Your task »
Exactly reproduce the lines from the top of the entries below through the line containing "### LINKED ISSUE", with both ends included.

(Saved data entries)
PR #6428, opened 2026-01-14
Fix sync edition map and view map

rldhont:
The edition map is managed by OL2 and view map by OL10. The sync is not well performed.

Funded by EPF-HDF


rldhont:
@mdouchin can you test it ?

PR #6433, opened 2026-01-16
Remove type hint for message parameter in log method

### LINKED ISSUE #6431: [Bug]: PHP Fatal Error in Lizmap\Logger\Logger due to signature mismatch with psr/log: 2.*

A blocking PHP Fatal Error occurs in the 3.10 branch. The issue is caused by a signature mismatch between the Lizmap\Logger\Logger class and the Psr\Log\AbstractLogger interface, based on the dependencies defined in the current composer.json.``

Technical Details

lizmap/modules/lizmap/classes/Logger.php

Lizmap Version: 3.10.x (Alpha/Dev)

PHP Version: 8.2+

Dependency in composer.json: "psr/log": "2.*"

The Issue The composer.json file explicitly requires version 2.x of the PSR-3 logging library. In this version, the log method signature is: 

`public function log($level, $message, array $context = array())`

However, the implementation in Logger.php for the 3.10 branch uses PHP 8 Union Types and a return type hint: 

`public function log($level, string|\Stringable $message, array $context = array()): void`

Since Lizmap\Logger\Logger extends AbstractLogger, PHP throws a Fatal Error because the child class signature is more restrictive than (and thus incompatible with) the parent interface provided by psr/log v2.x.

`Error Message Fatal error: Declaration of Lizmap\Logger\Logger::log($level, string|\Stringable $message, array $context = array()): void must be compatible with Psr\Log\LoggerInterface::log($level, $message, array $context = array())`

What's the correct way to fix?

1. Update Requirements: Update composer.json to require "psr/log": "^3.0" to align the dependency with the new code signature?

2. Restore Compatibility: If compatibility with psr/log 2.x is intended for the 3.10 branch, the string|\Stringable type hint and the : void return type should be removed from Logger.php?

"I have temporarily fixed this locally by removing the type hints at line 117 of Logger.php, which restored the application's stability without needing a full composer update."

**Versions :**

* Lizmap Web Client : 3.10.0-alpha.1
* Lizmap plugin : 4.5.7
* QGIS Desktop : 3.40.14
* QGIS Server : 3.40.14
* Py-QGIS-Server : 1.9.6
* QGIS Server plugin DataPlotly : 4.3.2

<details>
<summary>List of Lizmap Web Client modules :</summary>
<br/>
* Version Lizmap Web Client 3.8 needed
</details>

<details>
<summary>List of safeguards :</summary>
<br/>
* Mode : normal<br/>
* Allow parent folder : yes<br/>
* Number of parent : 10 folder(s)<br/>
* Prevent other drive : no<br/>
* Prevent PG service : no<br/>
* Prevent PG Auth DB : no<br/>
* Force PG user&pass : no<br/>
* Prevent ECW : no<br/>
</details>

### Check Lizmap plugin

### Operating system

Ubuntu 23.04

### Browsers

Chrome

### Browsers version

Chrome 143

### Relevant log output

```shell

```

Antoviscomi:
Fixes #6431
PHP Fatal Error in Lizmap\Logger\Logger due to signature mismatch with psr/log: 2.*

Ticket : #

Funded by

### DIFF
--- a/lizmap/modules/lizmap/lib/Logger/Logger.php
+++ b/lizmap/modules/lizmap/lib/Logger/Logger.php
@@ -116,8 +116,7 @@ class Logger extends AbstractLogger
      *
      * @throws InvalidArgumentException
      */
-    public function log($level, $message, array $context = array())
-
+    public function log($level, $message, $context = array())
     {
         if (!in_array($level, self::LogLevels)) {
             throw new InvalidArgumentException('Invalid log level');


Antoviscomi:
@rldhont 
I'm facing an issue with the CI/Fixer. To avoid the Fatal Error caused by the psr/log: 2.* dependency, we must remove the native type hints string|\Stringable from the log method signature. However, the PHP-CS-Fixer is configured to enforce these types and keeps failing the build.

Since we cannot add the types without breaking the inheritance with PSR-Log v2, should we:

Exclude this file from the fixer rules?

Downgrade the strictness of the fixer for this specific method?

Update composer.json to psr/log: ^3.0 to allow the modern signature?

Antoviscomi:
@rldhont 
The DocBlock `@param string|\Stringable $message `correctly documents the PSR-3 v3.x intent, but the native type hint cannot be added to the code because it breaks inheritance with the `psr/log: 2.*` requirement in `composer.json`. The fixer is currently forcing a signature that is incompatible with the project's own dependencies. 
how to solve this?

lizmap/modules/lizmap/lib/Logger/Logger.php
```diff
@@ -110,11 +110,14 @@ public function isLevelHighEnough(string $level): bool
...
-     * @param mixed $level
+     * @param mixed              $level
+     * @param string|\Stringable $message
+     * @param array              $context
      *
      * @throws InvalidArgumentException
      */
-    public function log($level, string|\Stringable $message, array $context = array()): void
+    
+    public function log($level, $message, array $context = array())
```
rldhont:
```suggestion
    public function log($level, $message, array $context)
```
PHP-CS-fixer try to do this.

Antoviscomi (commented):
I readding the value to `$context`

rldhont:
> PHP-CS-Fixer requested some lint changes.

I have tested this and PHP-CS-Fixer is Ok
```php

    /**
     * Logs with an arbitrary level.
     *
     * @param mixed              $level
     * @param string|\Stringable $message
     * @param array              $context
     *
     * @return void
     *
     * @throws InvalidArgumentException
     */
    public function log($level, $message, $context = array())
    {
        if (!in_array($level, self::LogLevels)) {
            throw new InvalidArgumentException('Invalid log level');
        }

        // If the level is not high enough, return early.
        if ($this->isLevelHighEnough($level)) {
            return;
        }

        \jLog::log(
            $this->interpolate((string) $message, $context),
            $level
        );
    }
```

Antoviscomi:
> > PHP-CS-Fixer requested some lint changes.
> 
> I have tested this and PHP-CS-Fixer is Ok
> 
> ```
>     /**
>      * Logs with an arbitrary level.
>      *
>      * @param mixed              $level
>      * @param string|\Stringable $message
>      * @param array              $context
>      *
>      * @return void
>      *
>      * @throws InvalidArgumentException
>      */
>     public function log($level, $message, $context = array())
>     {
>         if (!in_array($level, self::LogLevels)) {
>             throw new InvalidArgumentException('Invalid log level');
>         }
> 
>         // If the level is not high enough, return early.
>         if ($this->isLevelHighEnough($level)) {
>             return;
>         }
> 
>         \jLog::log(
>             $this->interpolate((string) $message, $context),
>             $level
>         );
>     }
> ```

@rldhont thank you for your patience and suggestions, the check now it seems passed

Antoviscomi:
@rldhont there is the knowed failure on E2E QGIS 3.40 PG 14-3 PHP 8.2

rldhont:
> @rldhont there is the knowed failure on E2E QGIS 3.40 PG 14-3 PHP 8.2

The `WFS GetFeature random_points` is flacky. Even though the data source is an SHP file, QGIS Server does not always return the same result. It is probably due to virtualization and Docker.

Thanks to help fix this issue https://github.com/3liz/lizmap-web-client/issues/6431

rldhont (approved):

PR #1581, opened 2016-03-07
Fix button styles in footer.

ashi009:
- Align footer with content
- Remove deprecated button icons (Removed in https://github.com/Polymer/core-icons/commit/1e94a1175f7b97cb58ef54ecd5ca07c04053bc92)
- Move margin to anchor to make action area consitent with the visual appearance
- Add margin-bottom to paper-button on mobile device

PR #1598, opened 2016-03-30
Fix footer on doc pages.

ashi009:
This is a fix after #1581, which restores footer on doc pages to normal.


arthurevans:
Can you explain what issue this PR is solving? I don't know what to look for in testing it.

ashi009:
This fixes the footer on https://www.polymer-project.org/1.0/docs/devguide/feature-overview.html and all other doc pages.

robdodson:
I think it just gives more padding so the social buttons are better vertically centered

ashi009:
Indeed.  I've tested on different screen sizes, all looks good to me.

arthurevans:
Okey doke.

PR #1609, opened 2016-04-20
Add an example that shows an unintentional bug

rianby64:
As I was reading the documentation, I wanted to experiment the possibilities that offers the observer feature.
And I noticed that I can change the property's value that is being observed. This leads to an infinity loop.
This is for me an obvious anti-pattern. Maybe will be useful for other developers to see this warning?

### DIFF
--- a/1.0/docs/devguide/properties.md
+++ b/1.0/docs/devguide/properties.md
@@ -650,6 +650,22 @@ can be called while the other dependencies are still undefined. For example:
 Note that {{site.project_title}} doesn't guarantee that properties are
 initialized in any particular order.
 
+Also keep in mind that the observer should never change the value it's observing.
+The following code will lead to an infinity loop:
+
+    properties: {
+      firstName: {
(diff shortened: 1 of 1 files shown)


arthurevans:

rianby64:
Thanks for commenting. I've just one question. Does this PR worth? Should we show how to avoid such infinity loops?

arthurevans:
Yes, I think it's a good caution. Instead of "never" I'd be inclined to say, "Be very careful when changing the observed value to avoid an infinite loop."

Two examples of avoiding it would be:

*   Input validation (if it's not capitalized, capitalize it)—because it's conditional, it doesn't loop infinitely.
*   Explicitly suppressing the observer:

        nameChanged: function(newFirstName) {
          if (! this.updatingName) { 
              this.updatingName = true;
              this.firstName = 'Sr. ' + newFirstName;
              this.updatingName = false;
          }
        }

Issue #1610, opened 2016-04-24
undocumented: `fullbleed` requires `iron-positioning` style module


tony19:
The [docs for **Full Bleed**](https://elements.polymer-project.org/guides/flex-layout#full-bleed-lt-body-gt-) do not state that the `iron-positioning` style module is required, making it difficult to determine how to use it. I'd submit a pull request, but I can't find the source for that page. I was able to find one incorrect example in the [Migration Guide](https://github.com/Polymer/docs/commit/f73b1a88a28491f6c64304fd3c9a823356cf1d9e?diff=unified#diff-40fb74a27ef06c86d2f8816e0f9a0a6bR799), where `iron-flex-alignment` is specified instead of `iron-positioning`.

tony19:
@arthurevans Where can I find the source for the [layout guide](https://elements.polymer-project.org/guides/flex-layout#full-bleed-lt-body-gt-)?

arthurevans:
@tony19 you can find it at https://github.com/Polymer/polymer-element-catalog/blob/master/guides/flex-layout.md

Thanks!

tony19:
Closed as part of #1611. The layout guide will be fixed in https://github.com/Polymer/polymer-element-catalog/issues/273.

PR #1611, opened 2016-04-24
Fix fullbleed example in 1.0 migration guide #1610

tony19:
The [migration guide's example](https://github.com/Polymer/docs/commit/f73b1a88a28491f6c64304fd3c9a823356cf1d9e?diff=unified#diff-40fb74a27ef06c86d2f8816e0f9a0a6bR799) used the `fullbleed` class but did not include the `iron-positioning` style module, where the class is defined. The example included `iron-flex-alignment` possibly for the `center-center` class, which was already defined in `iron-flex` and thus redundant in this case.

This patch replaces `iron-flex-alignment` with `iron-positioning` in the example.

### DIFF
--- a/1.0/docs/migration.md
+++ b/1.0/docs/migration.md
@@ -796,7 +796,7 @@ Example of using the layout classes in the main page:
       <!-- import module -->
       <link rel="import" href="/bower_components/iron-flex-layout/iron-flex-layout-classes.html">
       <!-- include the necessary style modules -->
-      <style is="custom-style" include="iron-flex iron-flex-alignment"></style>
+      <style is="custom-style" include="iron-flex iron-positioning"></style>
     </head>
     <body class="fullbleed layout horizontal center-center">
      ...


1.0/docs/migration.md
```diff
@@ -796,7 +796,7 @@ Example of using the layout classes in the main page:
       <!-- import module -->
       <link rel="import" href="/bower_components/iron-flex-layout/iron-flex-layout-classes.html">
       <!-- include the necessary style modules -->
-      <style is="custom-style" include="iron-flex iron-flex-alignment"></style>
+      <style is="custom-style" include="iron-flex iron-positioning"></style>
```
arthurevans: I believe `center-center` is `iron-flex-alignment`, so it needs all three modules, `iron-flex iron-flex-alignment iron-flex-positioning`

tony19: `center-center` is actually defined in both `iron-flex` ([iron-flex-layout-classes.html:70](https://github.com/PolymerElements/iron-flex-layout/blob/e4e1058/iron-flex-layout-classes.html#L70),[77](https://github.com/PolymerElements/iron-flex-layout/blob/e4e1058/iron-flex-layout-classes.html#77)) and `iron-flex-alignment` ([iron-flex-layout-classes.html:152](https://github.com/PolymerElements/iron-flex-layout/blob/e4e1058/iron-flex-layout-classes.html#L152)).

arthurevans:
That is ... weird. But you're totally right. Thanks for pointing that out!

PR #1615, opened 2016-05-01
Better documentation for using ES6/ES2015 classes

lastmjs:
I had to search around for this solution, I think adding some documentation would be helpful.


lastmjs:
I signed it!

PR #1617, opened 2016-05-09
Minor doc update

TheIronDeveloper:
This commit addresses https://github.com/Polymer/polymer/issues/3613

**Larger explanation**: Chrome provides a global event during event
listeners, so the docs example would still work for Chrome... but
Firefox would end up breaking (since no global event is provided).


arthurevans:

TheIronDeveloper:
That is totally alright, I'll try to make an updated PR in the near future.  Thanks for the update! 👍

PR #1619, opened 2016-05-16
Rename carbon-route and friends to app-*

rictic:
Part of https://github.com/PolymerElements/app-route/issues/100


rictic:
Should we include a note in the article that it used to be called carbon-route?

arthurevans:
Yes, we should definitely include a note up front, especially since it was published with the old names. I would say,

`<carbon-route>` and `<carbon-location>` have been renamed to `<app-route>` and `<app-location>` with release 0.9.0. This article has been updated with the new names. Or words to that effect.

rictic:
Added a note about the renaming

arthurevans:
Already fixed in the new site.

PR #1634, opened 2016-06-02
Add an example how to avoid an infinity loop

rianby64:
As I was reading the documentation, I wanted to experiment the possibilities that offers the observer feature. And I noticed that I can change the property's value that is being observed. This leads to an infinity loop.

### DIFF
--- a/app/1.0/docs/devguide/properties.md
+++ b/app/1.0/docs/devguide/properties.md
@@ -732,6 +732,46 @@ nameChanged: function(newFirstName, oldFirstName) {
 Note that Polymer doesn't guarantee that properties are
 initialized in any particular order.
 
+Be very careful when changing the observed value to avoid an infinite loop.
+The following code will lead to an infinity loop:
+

Result for this task »
PR #6428, opened 2026-01-14
Fix sync edition map and view map

rldhont:
The edition map is managed by OL2 and view map by OL10. The sync is not well performed.

Funded by EPF-HDF


rldhont:
@mdouchin can you test it ?

PR #6433, opened 2026-01-16
Remove type hint for message parameter in log method

### LINKED ISSUE #6431: [Bug]: PHP Fatal Error in Lizmap\Logger\Logger due to signature mismatch with psr/log: 2.*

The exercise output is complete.